Comparing statistical and deep learning techniques for parameter estimation of continuous-time stochastic differentiable equations

Stochastic differential equations such as the Ornstein-Uhlenbeck process have long been used to model realworld probablistic events such as stock prices and temperature fluctuations. While statistical methods such as Maximum Likelihood Estimation (MLE), Kalman Filtering, Inverse Variable Method, and more have historically been used to estimate the parameters of stochastic differential equations, the recent explosion of deep learning technology suggests that models such as a Recurrent Neural Network (RNN) could produce more precise estimators. We present a series of experiments that compare the estimation accuracy and computational expensiveness of a statistical method (MLE) with a deep learning model (RNN) for the parameters of the Ornstein-Uhlenbeck process.

💡 Research Summary

This paper investigates the problem of estimating the drift (θ) and diffusion (σ²) parameters of the Ornstein‑Uhlenbeck (OU) stochastic differential equation by comparing a classical statistical approach—Maximum Likelihood Estimation (MLE)—with a modern deep‑learning approach—a two‑layer Long Short‑Term Memory (LSTM) recurrent neural network (RNN). The authors first derive the OU process solution, its Gaussian stationary distribution, and the exact transition density, which leads to a closed‑form log‑likelihood function. Because the likelihood is non‑convex in θ, they adopt a hybrid optimization pipeline: (i) a Generalized Method of Moments (GMM) provides initial guesses for θ and σ²; (ii) a BFGS quasi‑Newton method refines the estimates locally; and (iii) when the likelihood surface remains problematic, a basin‑hopping global search evaluates BFGS from multiple random starting points. This combination yields reliable MLE results but requires substantial CPU time (≈115 s per experiment) and GPU memory (≈531 MB) for the likelihood evaluations and global search.

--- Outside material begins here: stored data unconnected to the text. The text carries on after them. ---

PR #59, opened 2020-11-04
Multiple-diagrams: create a diagram file for each generator 

PerninGuillaume:
Before merging this branch, wide tests should be conducted to see if the division of diagram files is indeed faster


sources/Outputs/src/Diagram.cpp
```diff
@@ -28,30 +29,27 @@ Diagram::Diagram(DiagramDefinition&& def) : def_{std::forward<DiagramDefinition>
...
+
     writeTable(generator, buffer, Tables::TABLE_QMIN);
     writeTable(generator, buffer, Tables::TABLE_QMAX);
-  }
-
-  if (!empty) {
-    //Put buffer into file
-    std::ofstream ofs(def_.filename, std::ofstream::out);
+    boost::filesystem::path dir(def_.directoryPath);
+    std::string filename = dir.append(generator.id + outputs::constants::diagramFileSuffixExt).generic_string();
```
lecourtoisflo, line 51: Use a function in constants to generate the filename of diagrams files

lecourtoisflo (changes requested):

tests/outputs/TestDiagram.cpp
```diff
@@ -8,22 +8,43 @@
...
 //
 
+#include "Constants.h"
 #include "Diagram.h"
 #include "Tests.h"
 
 #include <boost/filesystem.hpp>
 
+static void
+testMultiplesFilesEquality(const std::vector<dfl::algo::GeneratorDefinition>& generators, boost::filesystem::path outputDirectory, std::string basename,
```
rosiereflo, line 18: const & for everything

lecourtoisflo (approved):

tests/outputs/TestDiagram.cpp
```diff
@@ -114,43 +130,37 @@ TEST(Diagram, writeWithCurveAndDefaultPoints) {
...
+  std::string prefixDir = "Empty";
+  boost::filesystem::path outputDirectory("results");
+  outputDirectory.append(basename);
 
-  if (!boost::filesystem::exists(outputPath)) {
-    boost::filesystem::create_directories(outputPath);
+  if (!boost::filesystem::exists(outputDirectory)) {
+    boost::filesystem::create_directories(outputDirectory);
   }
+  outputDirectory.append(prefixDir + dfl::outputs::constants::diagramDirectorySuffix);
```
rosiereflo, line 150: Please make sure the directory is empty

rosiereflo (changes requested):

tests/outputs/TestDiagram.cpp
PerninGuillaume: Do you mean I have to test twice the fact that it is empty ? It is already done 
` std::ifstream stream(directoryPath);
    ASSERT_TRUE(stream.fail()) << "The Diagram directory " << directoryPath << " has been created to even though there are no generators which model requires it."
                               << std::endl; ` 
here

sources/Outputs/src/Diagram.cpp
```diff
@@ -28,30 +29,27 @@ Diagram::Diagram(DiagramDefinition&& def) : def_{std::forward<DiagramDefinition>
...
+    std::ofstream ofs(filename, std::ofstream::out);
```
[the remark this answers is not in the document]
PerninGuillaume: Did you mean by "the diagram is empty" the case where it has no Reactive curve points ?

For the deep‑learning side, the authors design a lightweight architecture that can be trained on modest hardware (a 2 GB GPU, 6 GB RAM, and two CPU cores). The network receives a normalized trajectory of 500 time steps as input, processes it through two stacked LSTM layers, passes the final hidden state through an ELU activation, and finally maps it to the two‑dimensional parameter vector via a fully‑connected layer. They train the model with the Huber loss, which behaves like mean‑squared error for small residuals and like mean‑absolute error for large outliers, and they weight the loss components (wθ = 1, wσ² = 0.5) to compensate for the different scales of θ and σ². Training proceeds for 100 epochs with a batch size of 128 and a learning rate of 0.001 using the Adam optimizer. The total training time is about 2 hours 15 minutes, and inference on 500 test trajectories takes only 8 seconds, consuming roughly 63 MB of GPU memory.

Experiments are conducted on four representative parameter regimes: (1) strong mean reversion (θ = 2, σ² = 1), (2) weak mean reversion (θ = 0.2, σ² = 1), (3) high volatility (θ = 0.5, σ² = 4), and (4) low volatility (θ = 0.5, σ² = 0.25). For each regime, 5 000 simulated OU paths are generated, yielding a total dataset of 20 000 trajectories. The dataset is split 80 %/20 % for training and validation.

Results show a nuanced trade‑off. In estimating θ, the RNN consistently achieves lower mean absolute error and smaller standard deviation than MLE, indicating higher precision, especially in the strong and weak mean‑reversion regimes. However, for σ² the RNN’s performance deteriorates markedly in the high‑ and low‑volatility regimes: its estimates are biased and exhibit large variance, leading to root‑mean‑square errors several times larger than those of MLE. MLE remains robust across all volatility levels, delivering accurate and precise σ² estimates even though it is computationally heavier.

From a computational perspective, MLE’s bottleneck is the evaluation of the log‑likelihood and the global basin‑hopping search, which dominate the runtime and memory usage. In contrast, once the RNN is trained, inference is extremely fast and lightweight, making it attractive for real‑time or large‑scale applications where many parameter estimates are required.

The authors deliberately limit the hardware to a low‑end GPU to demonstrate reproducibility for researchers without access to high‑performance clusters. They acknowledge that the RNN’s generalization ability was not tested on unseen parameter combinations, and that the training set covers only four discrete regimes. They suggest that expanding the training data to include a broader, denser grid of θ and σ² values, as well as deeper or wider network architectures, could improve σ² estimation.

In conclusion, the study confirms that classical MLE remains the gold standard for diffusion‑parameter estimation when the model is correctly specified, while deep‑learning‑based RNNs excel at estimating drift parameters with high precision and minimal inference cost. The two approaches are complementary: MLE provides reliable volatility estimates, whereas RNNs offer rapid, accurate drift estimates and scalability. Future work may explore hybrid schemes that combine the statistical rigor of MLE with the representation power of neural networks to achieve uniformly superior performance across all OU parameters.